Etant donné leur asservissement et leur mobilité extrêmement réduite, ces premiers croyants ne pouvaient bénéficier de la citoyenneté américaine, pas plus qu'ils n'avaient la liberté de créer des communautés ou des institutions. Cependant, il est prouvé que les dirigeants américains de l'époque, y compris les pères fondateurs de notre nation tels que John Quincy Adams et Thomas Jefferson, connaissaient relativement bien l'islam et conservaient un exemplaire du Coran dans leur bibliothèque.

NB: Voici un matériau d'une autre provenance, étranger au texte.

PR #7441, opened 2024-01-23
DEVPROD-1723: Handle empty log lines correctly and add knob to turn on/off evergreen logging for projects

julianedwards:
DEVPROD-1723

### Description
- Handle empty log lines correctly in the log service implementation to avoid panics
- Split test log lines correctly and ignore empty lines
- Add temporary knob to enable evergreen logging for a subset of projects

### Testing
Added new unit testing for panics and test log line splitting. Tested in staging that the evergreen logging projects knob is respected.

### Documentation
N/A


taskoutput/task_output.go
```diff
@@ -25,7 +28,7 @@ func InitializeTaskOutput(env evergreen.Environment, opts TaskOptions) *TaskOutp
 	settings := env.Settings()
 
 	output := &TaskOutput{}
-	if settings.LoggerConfig.DefaultLogger != "buildlogger" {
+	if settings.LoggerConfig.DefaultLogger == "evergreen" || utility.StringSliceContains(settings.LoggerConfig.EvergreenLoggerProjects, opts.ProjectID) {
```
ablack12, line 31: Can you use model.EvergreenLogSender here directly or is there an import cycle? (I assume this is temporary in which case no need to re-organize if it does cycle)

julianedwards: It causes an import cycle :(

PR #7443, opened 2024-01-23
DEVPROD-983: remove legacy GitHub token fallbacks from app server

Kimchelly:
DEVPROD-983

### Description
This removes the logic for falling back to the legacy token to send GitHub messages from the app server. Based on Splunk, I have reasonable confidence that **this is not risky**.

It _doesn't_ remove the fallback where the agent can still use the legacy GitHub token to run git clones for tasks. I noticed that there's a fair number of networking errors in the agent REST routes when getting the app token in preparation to run tasks. Since I have lower confidence in that change, I'm breaking the riskier part into a separate follow-up PR.

* Remove fallbacks to use the legacy GitHub token in the app server.
* Fix a test that relies awkwardly on admin settings from three different places (the settings override YAML file, settings from the DB, and the in-memory admin settings). It was only succeeding efore because it relied on the legacy token fallback.
* Fix other test setups that have been relying on GitHub app token creation continuing on error.

### Testing
* Existing unit tests pass.
* Tested in [a staging patch](https://github.com/evergreen-ci/commit-queue-sandbox/pull/655) that the app servers still can send GitHub statuses.
* Checked Splunk logs to verify that app servers haven't had to use the fallback legacy token in the past 7 days.

### Documentation
N/A

### DIFF
--- a/scripts/setup-credentials.sh
+++ b/scripts/setup-credentials.sh
@@ -73,14 +73,6 @@ auth:
 
 github_pr_creator_org: "10gen"
 
-# Do not edit below this line
 expansions:
-  github_app_key: |
+  github_app_key: "$GITHUB_APP_KEY"
 EOF
-
-# Write the GitHub app key to a file for easier formatting
-echo "$GITHUB_APP_KEY" > app_key.txt
-# Linux and MacOS friendly command to add 4 spaces to the start of each line
-sed -i'' -e 's/^/    /' app_key.txt
-# Append the formatted GitHub app key to the creds.yml file
-cat app_key.txt >> creds.yml
--- a/scripts/setup-credentials.sh
+++ b/scripts/setup-credentials.sh
@@ -73,6 +73,14 @@ auth:
 
 github_pr_creator_org: "10gen"
 
+# Do not edit below this line
 expansions:
-  github_app_key: "$GITHUB_APP_KEY"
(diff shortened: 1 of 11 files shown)


scripts/setup-credentials.sh
```diff
@@ -73,14 +73,6 @@ auth:
...
-  github_app_key: |
+  github_app_key: "$GITHUB_APP_KEY"
 EOF
-
-# Write the GitHub app key to a file for easier formatting
-echo "$GITHUB_APP_KEY" > app_key.txt
-# Linux and MacOS friendly command to add 4 spaces to the start of each line
-sed -i'' -e 's/^/    /' app_key.txt
-# Append the formatted GitHub app key to the creds.yml file
-cat app_key.txt >> creds.yml
```
malikchaya2, line 86: were creds.yml and app_key.txt not being used?

malikchaya2 (approved):
Good call on breaking out the riskier changes! 

Approved with one non-blocking question.

scripts/setup-credentials.sh
Kimchelly: I reverted this back to what it originally was - making a YAML file by hand for a script setup is less than ideal but unless we want to convert it to JSON or something, it's needed due to how YAML handles strings with newlines + caring about leading whitespace syntax.

PR #7444, opened 2024-01-24
DEVPROD-826 Expose field to determine if a task has test results in cedar

khelif96:
DEVPROD-826

### Description
Exposes a field that determines if a task has test results or not by reading a cached value instead of reaching out to cedar.

The changes are separated out by commit. 
You can omit reviewing 188d2b7 since that just contains gqlgen generated code from updating the dependency.


graphql/task_resolver.go
```diff
@@ -679,3 +679,13 @@ func (r *taskResolver) VersionMetadata(ctx context.Context, obj *restModel.APITa
...
+
+// !!! WARNING !!!
+// The code below was going to be deleted when updating resolvers. It has been copied here so you have
+// one last chance to move it out of harms way if you want. There are two reasons this happens:
+//   - When renaming or deleting a resolver the old code will be put in here. You can safely delete
+//     it when you're done.
+//   - You have helper methods in this file. Move them out to keep these resolver files clean.
+func (r *taskResolver) HasTestResults(ctx context.Context, obj *restModel.APITask) (bool, error) {
+	panic(fmt.Errorf("not implemented: HasTestResults - hasTestResults"))
+}
```
sophstad, line 691: This should probably not be included

sophstad (changes requested):
Would you mind including in the description which files actually contain changes? 😅

graphql/task_resolver.go
khelif96: > oof good catch.

khelif96:
> Would you mind noting in the description which files actually contain changes? 😅

Updated the description. The changes were separated by commit.

sophstad (approved):

PR #7447, opened 2024-01-24
DEVPROD-983: clean up GitHub app usages in the agent

Kimchelly:
DEVPROD-983

### Description
Follow-up to #7443. I determined that the remaining usages of the fallback to the legacy GitHub token are not that risky, and reverting would be easy if issues arise.

* Remove remaining usages of in the agent REST routes.
* Fix tests that were relying on the fallback to the legacy GitHub token to pass.

### Testing
Existing tests pass.

### Documentation
N/A


auth/auth.go
```diff
@@ -42,7 +42,7 @@ func LoadUserManager(settings *evergreen.Settings) (gimlet.UserManager, evergree
 	if authConfig.Naive != nil {
 		return makeNaiveManager(authConfig.Naive)
 	}
-	if authConfig.Github != nil {
+	if authConfig.Github != nil && authConfig.Github.ClientId != "" && authConfig.Github.ClientSecret != "" && authConfig.Github.Organization != "" && len(authConfig.Github.Users) > 0 {
```
hadjri, line 45: Can we put these checks into a `Validate` command so we can get a more descriptive error than what we'd end up with [here](https://github.com/evergreen-ci/evergreen/pull/7447/files#diff-f5c9a39fac1719f2a73593994b931d8a874449548e8a3753e1be46e761e503eaR51)?

hadjri (changes requested):

auth/auth.go
Kimchelly: We could I guess, but I really just slapped on this fix to make the smoke test stop erroring (because when the smoke app server starts up, the GitHub app fields are filled in, but not the other stuff). We should just get rid of this logic someday, this is just legacy auth left over from when MongoDB used to change auth systems a lot before it settled on Okta.

hadjri (approved):

auth/auth.go
hadjri: Alright SGTM

Kimchelly: I made DEVPROD-4088 in case we ever want to get rid of our legacy auth.

PR #1493, opened 2017-04-07
Fix/ssm cancer dist

cy:


cy:
@shanewilson ready for review, also adds `{ field: 'available_variation_data', value: 'ssm' }` to filter

PR #1495, opened 2017-04-07
:sparkles: PRTL-1007 add variant_caller to Mutation facet panel

cy:


modules/node_modules/@ncigdc/containers/cohort/SSMAggregations.js
```diff
@@ -22,6 +22,7 @@ const presetFacets = [
   { title: 'Consequence Type', field: 'consequence.transcript.consequence_type', full: 'ssms.consequence.transcript.consequence_type', doc_type: 'ssms', type: 'terms' },
   { title: 'Mutation Type', field: 'mutation_type', full: 'ssms.mutation_type', doc_type: 'ssms', type: 'terms' },
   { title: 'Data Categories', field: 'occurrence.case.summary.data_categories.data_category', full: 'ssms.occurrence.case.summary.data_categories.data_category', doc_type: 'ssms', type: 'terms' },
+  { title: 'SSM Callers', field: 'occurrence.case.observation.variant_calling.variant_caller', full: 'ssms.occurrence.observation.variant_calling.variant_caller', doc_type: 'ssms', type: 'terms' },
```
Jephuff: I don't think this field exists. Maybe it should be 
`ssms.occurrence.case.observation.variant_calling.variant_caller`

cy: yup, fixed. thanks!

PR #1508, opened 2017-04-10
✨ PRTL-1024 PRTL-1031 Add quicksearch to home page 

cheapsteak:
Uses namespacing solution found by Jeff and discussed here https://github.com/acdlite/recompose/issues/358

### DIFF
--- a/modules/node_modules/@ncigdc/components/Home.js
+++ b/modules/node_modules/@ncigdc/components/Home.js
@@ -17,6 +17,7 @@ import { makeFilter } from '@ncigdc/utils/filters';
 import styled from '@ncigdc/theme/styled';
 
 import ExploringLinks from './ExploringLinks';
+import HomeSearch from './HomeSearch';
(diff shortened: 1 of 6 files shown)


cheapsteak:
@alex-wilmer could you take a look? I think you'll like it :)

alex-wilmer:
Interesting. was the namespacing required to make something work? looks like you're just destructuring the stuff you had just previously namespaced anyways. it's a good idea to avoid collisions though definitely. 

lgtm besides missing type definition `TSearchHit`

cheapsteak:
Preventative measure, especially for props like `state`, `setState`, and `reset`

cheapsteak:
@alex-wilmer TSearchHit type imported :)

alex-wilmer:
Did you push? I don't see any changes

cheapsteak:
my bad, pushed to the wrong branch, should be there now

PR #1509, opened 2017-04-10
Fix/1012 add in filters bug

cy:


shanewilson:
why do we need addInFilters? It looks like toggleFilters but it allows duplicates?

cy:
Yes it's the same as `toggleFilters` but it does not toggle, as in it doesn't remove an existing value. https://github.com/NCI-GDC/portal-ui/pull/1509/commits/51d93118e65d50b509bd49bcaf35e915e2291b43#diff-ab3647c4fa0d85b323f79a06c47f016cR94 tests to show the difference. 

screen shot 2017-04-11 at 10 03 14 am
It's used in the dropdown of the autocomplete. Copies behaviour of prod, also think it makes more sense then toggling here.

PR #1511, opened 2017-04-11
🎛 Increase default number of cases to fetch for survival plot to 500

cheapsteak:
Doesn't seem to time out anymore
I wonder what was causing this to time out before
Worst case scenario (0 filters) should also be cached by varnish so this may work

### DIFF
--- a/modules/node_modules/@ncigdc/utils/survivalplot.js
+++ b/modules/node_modules/@ncigdc/utils/survivalplot.js
@@ -20,8 +20,7 @@ export const enoughData = (data: Object) => (
   data.results.length && data.results.every(r => r.donors.length >= MINIMUM_CASES)
 );
 
-// default size is 25 because 30 sometimes makes the API's ES query time out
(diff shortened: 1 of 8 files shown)


modules/node_modules/@ncigdc/utils/survivalplot.js
```diff
@@ -21,7 +21,7 @@ export const enoughData = (data: Object) => (
 );
 
 // default size is 25 because 30 sometimes makes the API's ES query time out
```
cy: out of date comment 😱

cheapsteak: nice catch, fixed and pushed

cy:
Didn't rely on the default in the click handler and passed it in explicitly https://github.com/NCI-GDC/portal-ui/blob/relay/modules/node_modules/%40ncigdc/containers/FrequentMutationsTable.js#L327 & https://github.com/NCI-GDC/portal-ui/blob/relay/modules/node_modules/%40ncigdc/containers/FrequentlyMutatedGenesTable.js#L216

PR #1513, opened 2017-04-11
🐛 [PRTL-1028] fix survival case count

Jephuff:


modules/node_modules/@ncigdc/components/ProjectVisualizations.js
```diff
@@ -49,24 +48,25 @@ const enhance = compose(
...
-    if (!numCasesAggByProject) {
-      return;
+  withPropsOnChange(
+    ['projectId', 'caseCount', 'survivalPlotSampleSize'],
+    async ({ projectId, setState, caseCount, survivalPlotSampleSize }) => {
+      if (!projectId) return;
+
+      const defaultSurvivalData = await getDefaultCurve({
+        totalCases: caseCount,
+        currentFilters: { op: '=', content: { field: 'cases.project.project_id', value: projectId } },
```
cy: should this also take in the clinical filters like https://github.com/NCI-GDC/portal-ui/blob/relay/modules/node_modules/%40ncigdc/routes/ProjectRoute.js#L29 cuz the ticket says this 
> I believe the Survival plot title should show 974 cases instead of 986 = number of cases for which we have clinical data needed for the analysis (as opposed to number of donors with ssm data)

Jephuff: Oop, my bad. I missed that part 😳

Jephuff: Ok I think it's better now :) 
I just use the number returned from the endpoint to be consistent with the number thats used when splitting into 2 lines

PR #1525, opened 2017-04-11
name as survival analysis

alex-wilmer:


cheapsteak:
Is this just for the demo?  
I'm not sure about the UX on this  
The behaviour seems rather unintuitive, people would not expect clicking the name would be related to the graph (name is an identifier, would expect the same behaviour as clicking on ID)

alex-wilmer:
> Is this just for the demo?

yes

shanewilson:
who asked for this change?

shanewilson:
oh its an attempt to prevent scrolling - ok

PR #1526, opened 2017-04-12
💄 column widths, toLocalString, survival button style

alex-wilmer:
Figured it was better to make something we'll end up keeping

image


alex-wilmer:
@cheapsteak @shanewilson @phuongmy ?

PR #1527, opened 2017-04-12
ssm page external references

cy:


alex-wilmer:
you can merge yours, I'm still debugging something. thanks for the heads up

PR #1529, opened 2017-04-12
⬆️ react@15.5

alex-wilmer:
introduces `propTypes` and `createClass` warnings.

https://facebook.github.io/react/blog/2017/04/07/react-v15.5.0.html


shanewilson:
any problems with the upgrade?

alex-wilmer:
Hmm problems: no. But I think some of the 3rd party stuff haven't been upgraded so the warning persists. I think it's still worth merging if we ever plan on eventually upgrading to 16.

shanewilson:
should we merge this while there are no conflict?

PR #1532, opened 2017-04-12
✨ update length of git hash display to match github

Jephuff:
this allows copying the hash and using chrome to search for the hash in the commit list


alex-wilmer:
just chrome?

Jephuff:
ok, any browser :P

PR #1537, opened 2017-04-17
Fix/743 facet tweaks

cy:


modules/node_modules/@ncigdc/components/Aggregations/ExactMatchFacet.js
```diff
@@ -82,9 +82,10 @@ const ExactMatchFacet = compose(
                     ], false),
                   }}
                   dark={!!inputValue}
-                  onClick={() => setInputValue('')}
```
Jephuff: Is this because the link wasn't calling the onClick? I wonder if it makes more sense to get Link to call onClicks passed in?

alex-wilmer: Links should already be doing that unless we forgot to pass props along somewhere

alex-wilmer: it was overwritten https://github.com/NCI-GDC/portal-ui/blame/relay/modules/node_modules/%40ncigdc/components/Links/InternalLink.js#L40

alex-wilmer: maybe we should call both things there?

```
onClick={() => {
  if (validAttrProps.onClick)  validAttrProps.onClick()
  if (deepLink) scrollToId(deepLink)
}
```

cy: AHA.

cy: my past mistakes catching up with me, ahhh! Fix pushed.

PR #3752, opened 2023-02-09
RDKTV-21739-In USB drive, File name having special characters like &,…

srikanth-vv:
- Modified regex to list all files except starting with . (They are treated as hidden files)


srikanth-vv:
Special characters are causing issues with media player [(RDKTV-21929)](https://ccp.sys.comcast.net/browse/RDKTV-21929). This solution may not work.

PR #3753, opened 2023-02-09
RDKDEV-677: Change to resolve deadlock and timeout when tuning using user defined tuning parameters

steveford-obs:
Changed DTV StartServiceSearch functions to directly include tuning parameters, rather than using the separately created tuning parameter objects because accessing one interface object from another seemed to be causing deadlock.


pradeeptakdas:
Internal ticket for tracking https://ccp.sys.comcast.net/browse/RDKCOM-3610

anand-ky (approved):

PR #3781, opened 2023-02-15
SERXIONE-1534: First install JailUI not rebooting device when connect…

PaviP98:
…ed to Wifi

There is some race conditio in MM code when startMaintenance() was invoked by AS within seconds multiple times. Hence Fixed race condition in MM


tdeva14 (approved):
Change looks good

anand-ky (approved):

PR #3782, opened 2023-02-15
New apis of memory pressure limits

modeveci:
In 2.28 (and before that), we passed the memory limits to the MemoryPressureHandler through the env
vars WPE_POLL_MAX_MEMORY and WPE_POLL_MAX_MEMORY_GPU (for the video
memory). In 2.38 those env vars are not used, and there's API to set those values (and more) through the WebKitMemoryPressureSettings type.

**WebKitMemoryPressureSettings** can be used for both **WebProcessLimit** and **NetworkProcessLimit** (in MB). The default value is the size of RAM with maximum of 3GB.

(New APIs currently not configured by Browser plugin) 

GPU memory limit is by default 1GB and can be manipulated by **webkit_memory_pressure_settings_set_video_memory_limit** in MB. 

Set the percentage of the limits where the process will be killed. Default is 0 which means
processes are never killed. When set to 1.1 for example, if the limit set is 100MB, processes
will be killed when they use more than 110MB. This is applied both to normal and GPU memory.
**webkit_memory_pressure_settings_set_kill_threshold(settings, 1);**

Set the percentage of the limits where the strict policy kicks in. By default this is 0.5. The
strict policy means that the system tries harder to free memory. This is applied both to normal and GPU memory.
**webkit_memory_pressure_settings_set_strict_threshold**(settings, 0.75);

Set the percentage of the limits where the conservative policy kicks in. By default this is 0.33. The
conservative policy means that the system tries to free memory not too hard. When the memory usage is under
the conservative level, wpe doesn't try to free memory at all. This is applied both to normal and GPU memory.
**webkit_memory_pressure_settings_set_conservative_threshold**(settings, 0.5);

Set the number of seconds to pass between memory measurements. This is 30 seconds by default. This should
not be smaller than 1 second. Bear in mind that very frequent polls will degrade the performance.
**webkit_memory_pressure_settings_set_poll_interval**(settings, 3);

Bear in mind that the env var **WPE_POLL_MAX_MEMORY_GPU_FILE** is still
used to hold the path of the file that contains the amount of video
memory being used by the system.


MFransen69 (approved):

WebKitBrowser/WebKitImplementation.cpp
```diff
@@ -2158,10 +2173,12 @@ static GSourceFuncs _handlerIntervention =
                 Core::SystemInfo::SetEnvironment(_T("MSE_MAX_BUFFER_SIZE"), _config.MSEBuffers.Value(), !environmentOverride);
             }
 
+#ifndef WEBKIT_MEMORY_PRESSURE_API
             // Memory Pressure
             if (_config.MemoryPressure.Value().empty() == false) {
```
emutavchi, line 2178: Hi @modeveci .  I think it'd be cleaner if memory pressure value is just reinterpreted here in 2.38 case. I mean instead of setting environment variable, you could parse it and set the settings using new API in the worker later. 

Changing browser config will require changes in build recipes in different meta layers, and can leave browser in wrong configuration if those aren't updated....

modeveci: Thank you for your feedback @emutavchi. @MFransen69 could you please review this request?

PR #3787, opened 2023-02-16
RDK-37916: Unit test for OCIContainer

melhar098:


melhar098:
@npoltorapavlo I have applied the changes if you could please review

Tests/tests/test_OCIContainer.cpp
```diff
@@ -0,0 +1,211 @@
...
+}
+
+ TEST_F(OCIContainerInitializedTest, getContainerStateTest){
+
+    std::list<std::pair<int32_t, std::string>> containerslist = {{91, "com.bskyb.epgui"},{94, "Netflix"}};
+    EXPECT_CALL(dobbymock, listContainers())
+        .WillOnce(::testing::Return(containerslist));
+
+    EXPECT_CALL(dobbymock, getContainerState(91))
+        .WillOnce(::testing::Return(2));
```
npoltorapavlo, line 88: Please use constants/enums intead of the magic numbers.

npoltorapavlo (changes requested):

Tests/tests/test_OCIContainer.cpp
melhar098: I've made the changes if you could review them when you have a chance please.

Tests/mocks/Dobby.h
```diff
@@ -0,0 +1,294 @@
...
+
+    IIpcService* impl;
+
+    IpcService(const std::string& dbusAddress, const std::string& serviceName, int defaultTimeoutMs = -1){
+
+    }
+
+    IpcService(){
+        IpcService("test", "test");
+    }
```
npoltorapavlo, line 64: Why are you creating an instance of class inside class constructor? Same in DobbyProxy().

Tests/tests/test_OCIContainer.cpp
```diff
@@ -0,0 +1,220 @@
...
+
+ TEST_F(OCIContainerInitializedTest, listContainersTest){
+
+    std::list<std::pair<int32_t, std::string>> containerslist = {{descriptor1, containerId1},{descriptor2, containerId2}};
+    EXPECT_CALL(dobbymock, listContainers())
+        .WillOnce(::testing::Return(containerslist));
+
+    EXPECT_EQ(Core::ERROR_NONE, handler.Invoke(connection, _T("listContainers"), _T("{}"), response));
+    EXPECT_EQ(response, string("{\"containers\":[{\"Descriptor\":91,\"Id\":\"com.bskyb.epgui\"},{\"Descriptor\":94,\"Id\":\"Netflix\"}],\"success\":true}"));
+}
```
npoltorapavlo, line 88: This doesn't seem like you understand the concern. When you set id 91 and check id 91 it is fine, reader understands it is the same id. When you set 2 and check "Running" it's not fine, reader doesn't understand 2 = "Running".  When you set "descriptor1" and check 91 it's not fine, reader doesn't understand "descriptor1" = 91. When you set "containerId2" and check "Netflix" it's not fine, reader doesn't  understand "containerId2" = "Netflix". I hope you can see the point.

npoltorapavlo (changes requested):

melhar098:
@npoltorapavlo I added an enum for ContainerState and removed the class instances

Tests/tests/test_OCIContainer.cpp
```diff
@@ -8,13 +8,17 @@
...
-namespace{
-    const int32_t descriptor1 = 91;
-    const int32_t descriptor2 = 94;
-    const string containerId1 = "com.bskyb.epgui";
-    const string containerId2 = "Netflix";
-    const int stateRunning = 2;
-    const int listenerId = 5;
+namespace {
+
+    enum ContainerState {
```
npoltorapavlo, line 13: Looks like you have the same enum as IDobbyProxyEvents::ContainerState. Why not just use it?

Tests/tests/test_OCIContainer.cpp
```diff
@@ -75,40 +80,40 @@ TEST_F(OCIContainerTest, RegisteredMethods){
...
-
-    std::list<std::pair<int32_t, std::string>> containerslist = {{descriptor1, containerId1},{descriptor2, containerId2}};
+TEST_F(OCIContainerInitializedTest, getContainerInfoTest)
+{
+    std::list<std::pair<int32_t, std::string>> containerslist = {{91, "com.bskyb.epgui"},{94, "Netflix"}};
     EXPECT_CALL(dobbymock, listContainers())
         .WillOnce(::testing::Return(containerslist));
 
-    EXPECT_CALL(dobbymock, getContainerInfo(descriptor1))
+    EXPECT_CALL(dobbymock, getContainerInfo(91))
```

Hajj Wali Akram, considéré comme l'un des pionniers des musulmans noirs américains.
Dans les années 1930, M. Akram fut l'un des nombreux musulmans à encourager le renforcement des communautés musulmanes. Il développa un plan décennal visionnaire dont des stratégies visant l'autosuffisance économique et il mit l'accent sur l'éducation, en particulier sur l'islam et l'importance de la langue arabe. Il a même possédé une presse d'imprimerie de manière à permettre la diffusion de l'information pertinente et en temps utile aux membres de la communauté.

La transformation en une communauté américano-musulmane pleine de vie, dynamique et profondément enracinée au cours des années 1960 est plus directement liée à l'islam contemporain aux Etats-Unis. En outre, la population musulmane aux Etats-Unis a sensiblement augmenté au cours de cette période. Ces changements sont dus, en partie, aux efforts de l'imam Warith ud Deen Muhammad, qui a suggéré l'adoption de l'islam sunnite aux milliers d'Américains d'origine africaine naguère disciples de son père, Elijah Muhammad.

Suite aux réformes de la politique d'immigration en 1965, l'arrivée d'un nombre sans précédent d'immigrés musulmans en provenance d'Afrique du Nord et d'Asie du Sud a également joué un rôle dans cette transformation. Au cours des décennies suivantes, des Américains d'origine caucasienne et plus récemment hispanique se sont aussi convertis à l'islam.

Ces groupes hétéroclite de musulmans, et maintenant leurs descendants, ont participé à la construction des villes américaines en tant qu'ingénieurs et architectes; ils sont au service des malades et des nécessiteux en tant que médecins, psychiatres et travailleurs sociaux; ils défendent les droits des opprimés et des faibles en tant qu'avocats; ils éduquent les enfants et les jeunes en tant qu'enseignants, et ils contribuent aussi en exerçant bien d'autres métiers.

Ainsi, une étude relative à l'histoire des Etats-Unis serait incomplète s'il n'était fait mention de l'islam et des musulmans. A l'instar de leurs ancêtres, les Américains musulmans continuent d'enrichir le paysage américain en tant que citoyens fiers qui déclarent avoir pour pays l'Amérique.




* Altaf Husain est maître assistant à l'école de Service social de la Howard Université, chargé de recherche à l'Institut des politiques sociales et de la compréhension et membre du conseil d'administration de la Société islamique d'Amérique du Nord (ISNA).